## YOUR INSTRUCTIONS:
Copy out again, unchanged, the listing below from the line that has "sizeX = pixels.getSizeX()" through the line that has "Behaves as expected.".
┄┄┄┄┄┄┄┄┄┄
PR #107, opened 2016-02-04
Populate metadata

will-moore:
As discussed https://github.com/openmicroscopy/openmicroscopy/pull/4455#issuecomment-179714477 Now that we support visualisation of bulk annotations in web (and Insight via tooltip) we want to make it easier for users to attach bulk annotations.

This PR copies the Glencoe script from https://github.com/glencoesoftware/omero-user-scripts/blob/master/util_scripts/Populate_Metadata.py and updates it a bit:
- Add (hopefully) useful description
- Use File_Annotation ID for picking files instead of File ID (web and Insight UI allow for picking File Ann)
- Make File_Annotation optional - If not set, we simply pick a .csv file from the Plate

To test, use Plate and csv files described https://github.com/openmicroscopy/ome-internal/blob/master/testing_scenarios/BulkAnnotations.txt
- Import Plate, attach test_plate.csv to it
┄┄┄┄┄┄┄┄┄┄
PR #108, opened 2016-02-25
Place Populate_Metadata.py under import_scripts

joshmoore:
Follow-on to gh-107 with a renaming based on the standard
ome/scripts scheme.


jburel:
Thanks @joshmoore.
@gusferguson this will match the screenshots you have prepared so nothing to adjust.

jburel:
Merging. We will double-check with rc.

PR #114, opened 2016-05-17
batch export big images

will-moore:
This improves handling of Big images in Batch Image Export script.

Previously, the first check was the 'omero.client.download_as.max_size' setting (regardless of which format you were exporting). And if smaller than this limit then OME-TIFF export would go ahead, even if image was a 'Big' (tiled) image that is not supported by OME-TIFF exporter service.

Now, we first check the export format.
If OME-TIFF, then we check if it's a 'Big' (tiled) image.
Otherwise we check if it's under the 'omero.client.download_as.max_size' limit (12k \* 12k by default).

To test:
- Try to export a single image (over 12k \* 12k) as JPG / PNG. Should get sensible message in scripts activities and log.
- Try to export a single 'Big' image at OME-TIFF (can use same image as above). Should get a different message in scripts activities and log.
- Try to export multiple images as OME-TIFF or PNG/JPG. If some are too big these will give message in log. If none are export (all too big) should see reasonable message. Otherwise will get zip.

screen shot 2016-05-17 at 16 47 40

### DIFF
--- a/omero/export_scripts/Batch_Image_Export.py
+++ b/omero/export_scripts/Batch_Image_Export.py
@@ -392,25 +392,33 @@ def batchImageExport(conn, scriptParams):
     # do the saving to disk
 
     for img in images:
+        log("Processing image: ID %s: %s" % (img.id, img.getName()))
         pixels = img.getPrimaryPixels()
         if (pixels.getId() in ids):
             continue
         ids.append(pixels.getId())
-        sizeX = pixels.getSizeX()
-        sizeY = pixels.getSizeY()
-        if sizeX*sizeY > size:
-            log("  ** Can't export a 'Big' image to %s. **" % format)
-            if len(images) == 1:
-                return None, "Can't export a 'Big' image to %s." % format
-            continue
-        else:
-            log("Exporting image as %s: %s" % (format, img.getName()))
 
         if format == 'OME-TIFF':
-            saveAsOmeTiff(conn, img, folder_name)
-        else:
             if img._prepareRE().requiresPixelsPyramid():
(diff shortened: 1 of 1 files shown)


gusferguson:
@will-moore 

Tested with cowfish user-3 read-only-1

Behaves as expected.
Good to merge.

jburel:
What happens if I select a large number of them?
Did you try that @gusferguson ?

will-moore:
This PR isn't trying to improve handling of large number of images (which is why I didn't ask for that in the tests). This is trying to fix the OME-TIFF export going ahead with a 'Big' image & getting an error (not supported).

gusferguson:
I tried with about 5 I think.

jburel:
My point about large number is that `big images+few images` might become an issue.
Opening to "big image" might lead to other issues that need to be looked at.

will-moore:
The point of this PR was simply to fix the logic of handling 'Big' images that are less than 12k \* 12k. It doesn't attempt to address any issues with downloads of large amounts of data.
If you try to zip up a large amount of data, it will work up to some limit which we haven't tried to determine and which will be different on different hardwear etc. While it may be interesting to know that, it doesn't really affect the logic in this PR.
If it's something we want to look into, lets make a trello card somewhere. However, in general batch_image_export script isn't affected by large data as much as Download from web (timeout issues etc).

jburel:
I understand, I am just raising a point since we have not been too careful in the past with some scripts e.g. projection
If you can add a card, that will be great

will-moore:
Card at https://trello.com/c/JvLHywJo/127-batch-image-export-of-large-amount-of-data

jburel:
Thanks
┄┄┄┄┄┄┄┄┄┄
## WRITTEN ANSWER:
-        sizeX = pixels.getSizeX()
-        sizeY = pixels.getSizeY()
-        if sizeX*sizeY > size:
-            log("  ** Can't export a 'Big' image to %s. **" % format)
-            if len(images) == 1:
-                return None, "Can't export a 'Big' image to %s." % format
-            continue
-        else:
-            log("Exporting image as %s: %s" % (format, img.getName()))
 
         if format == 'OME-TIFF':
-            saveAsOmeTiff(conn, img, folder_name)
-        else:
             if img._prepareRE().requiresPixelsPyramid():
(diff shortened: 1 of 1 files shown)


gusferguson:
@will-moore 

Tested with cowfish user-3 read-only-1

Behaves as expected.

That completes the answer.